• _Task_
Please find every line in the records below that contains the word "yarnlock", and copy it.

• _Data for this exercise_
PR #406, opened 2025-01-23
fix(yarnlock): trim the trialing `:` in the header

cuixq:
Without trimming the trialing `:` in the header, if the header is just the name, the name will be parsed wrongly with `:` in it.


cuixq:
@G-Rath not sure if you have `yarn` knowledge - do you know if this applies to `yarn.lock` v2?

G-Rath:
@cuixq could you provide more details on how you produced this lockfile? afaik this is invalid

cuixq:
so only having the package name in the header is not allowed?

we have a `yarn.lock` file in this format:
```
package-name:
  version "x.x.x"
  resolved "xxxxx"
  integrity xxxxxxx
```

and osv-scalibr extracts the package name as `package-name:` which causes error when fetching vulnerabilities from OSV.dev.

G-Rath:
> so only having the package name in the header is not allowed?

afaik there's no official specification for any version of `yarn.lock`, so I can't say for sure it's invalid - but among other things at Ackama we've used Yarn for a while due to it being the js package manager for Rails and I've never seen that format.

So ideally it'd be good if you could come up with a reproduction for that lockfile - happy to take this "offline" if that'd be easier (I assume you've not shared more info as its a lockfile in a private codebase).

oliverchang:
> > so only having the package name in the header is not allowed?
> 
> afaik there's no official specification for any version of `yarn.lock`, so I can't say for sure it's invalid - but among other things at Ackama we've used Yarn for a while due to it being the js package manager for Rails and I've never seen that format.
> 
> So ideally it'd be good if you could come up with a reproduction for that lockfile - happy to take this "offline" if that'd be easier (I assume you've not shared more info as its a lockfile in a private codebase).

Indeed, this is from a real case in a private codebase.

oliverchang (approved):

cuixq:
Considering this change does not cause any trouble with the existing fixtures, it may be fine to merge it anyway.

extractor/filesystem/language/javascript/yarnlock/yarnlock.go
```diff
@@ -160,7 +160,7 @@ func determineYarnPackageResolution(props []string) string {
 }
 
 func parseYarnPackageGroup(desc *packageDescription) *extractor.Inventory {
-	name := extractYarnPackageName(desc.header)
+	name := extractYarnPackageName(strings.TrimSuffix(desc.header, ":"))
```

• _Written solution_
fix(yarnlock): trim the trialing `:` in the header
extractor/filesystem/language/javascript/yarnlock/yarnlock.go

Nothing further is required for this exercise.